By Jerome Corsi, AM THINKER 26.4.23
Working through the Securities and Exchange Commission, the Biden administration is quietly but persistently implementing global warming (aka “climate change”) regulations that will force U.S. corporations to implement costly audit and control procedures for a wide range of CO2 (carbon dioxide) emissions that result from their company’s operations.
We are witnessing a bureaucratically imposed restructuring of capitalism to comply with an ideologically driven Net Zero Emissions (NZE) policy. The restructuring aims to impose neo-Marxist “public good” restraints on private corporations through White House-issued executive orders and federal agency rulemaking, not congressional legislation. Suppose the SEC is successful in this effort. In that case, the U.S. will join the European Union (EU) in hamstringing U.S.-based corporations with profit-inhibiting accounting requirements certain to constrain profitability—all in pursuit of a demonization of CO2 that fact-based climate science fails to support. The impact on the Earth’s climate will be minimal, but the effects on the U.S. economy could be devastating.
On March 21, 2022, the U.S. Securities and Exchange Commission (SEC) proposed rule changes requiring U.S. corporations to disclose an exhausting amount of climate-related information detailing CO2 (carbon dioxide) emissions. While the SEC expects to issue the final rule this spring, a draft filed in the Federal Register last summer drew nearly a nearly unprecedented 15,000 comments. According to a survey taken by Workíva (an internet platform for financial reporting, ESG [Environmental, Social, and Governance], audit, and risk) and PwC (accounting firm PricewaterhouseCoopers) of 300 executives at U.S.-public companies with at least $500 million in annual revenue, four in ten executives reported their companies are not ready to comply with the SEC’s complicated and costly proposed climate accounting rule changes.
Image: Paperwork by pressfoto.
The SEC’s proposed climate regulations trace back to a complex set of globalist arrangements that arose from the Financial Stability Forum (FSF) that the G7 finance ministers and central bank governors created in April 1999 at a meeting in Bonn, Germany, “to promote international financial stability,” as recommended by Hans Tietmeyer, then President of the Deutsche Bundesbank. At the 2009 G20 Pittsburg Climate Summit, the Financial Services Bureau (FSB) was established as the successor organization to the FSF. On January 28, the FSB established itself as a not-for-profit organization under Swiss law, with its headquarters in Basel, Switzerland. In 2015, the FSB created the Task Force on Climate-Related Financial Disclosures (TCFD) to develop consistent international rules for private corporations to report climate-related financial information “to support investors, lenders, and insurance underwriters in appropriately assessing and pricing a specific set of risks—risks related to climate change.” Chaired by former New York mayor Michael Bloomberg, the TCFD has developed a voluntary set of recommendations that the EU has incorporated into its regulatory framework demanding TCFD-compliant NZE climate-sensitive financial reporting from all EU corporations.
@chocopot
Part of their mandate is the disclosure of important market information which I am sure is how they would excuse this altogether new extension of their authority.

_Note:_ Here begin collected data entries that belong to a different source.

PR #1115, opened 2023-06-08
Fix error with state hash cmp

irina-pereiaslavskaia:
Fix teardown method for test suites

### DIFF
--- a/itests/node_client/node_client.go
+++ b/itests/node_client/node_client.go
@@ -7,7 +7,6 @@ import (
 	"github.com/cenkalti/backoff/v4"
 	"github.com/pkg/errors"
 	"github.com/stretchr/testify/assert"
-
 	d "github.com/wavesplatform/gowaves/itests/docker"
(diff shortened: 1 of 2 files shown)


itests/node_client/node_client.go
```diff
@@ -85,6 +84,17 @@ func (c *NodesClients) WaitForHeight(t *testing.T, height uint64) uint64 {
 	return hs
 }
 
+func (c *NodesClients) WaitForStateHashEquality(t *testing.T) {
```
alexeykiselev, line 87:
```suggestion
func (c *NodesClients) WaitForStateHashEquality(t *testing.T) {
    equal := false
    for i := 0; i < 3; i++ {
        h := c.WaitForNewHeight(t)
        if c.StateHashCmp(h) {
           equal := true
           break
       }
    }
    assert.True(equal)
}
```

irina-pereiaslavskaia: Done

alexeykiselev (approved):

PR #1163, opened 2023-07-19
Added build of ARM64 for gowaves-testnet DEB package.

alexeykiselev:


Makefile
```diff
@@ -12,25 +12,13 @@ export GO111MODULE=on
 
 .PHONY: vendor vetcheck fmtcheck clean build gotest update-go-deps
 
-all: vendor vetcheck fmtcheck build gotest mod-clean
+all: vendor vetcheck fmtcheck gotest mod-clean
```
nickeskov, line 15: I think `release-node` should be included to this target.

nickeskov: Or even better: `build-node-native` target.

nickeskov (approved):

The crippling burden created by forcing US companies to determine and disclose the ’emissions’ associated with its operation, its indirect operations and with its entire supply line, is the height of insanity. The minutia detailed in such silly-song reporting would devastate all but the largest of companies, and would do so unilaterally such that it would shackle only US industry with this ever growing yoke of devious regulations, targeting an economy which is already cracking under the economic mismanagement of the current regime.
Yet one more step by China Joe’s efforts to make China ever greater and America ever weaker. I suspect that this new policy will be devastatingly effective towards achieving this goal.
I should think that companies so affected could make use of the AI programme used by college students to produce tons of graphs, mathematical equations, trend lines and pages of analysis — in many colours–to keep bureaucrats happy. It’s tonnage and poundage that counts, not content.
Pardon me for asking, but how does the SEC have authority to implement this policy? That is not their mission or their responsibility. Anyone?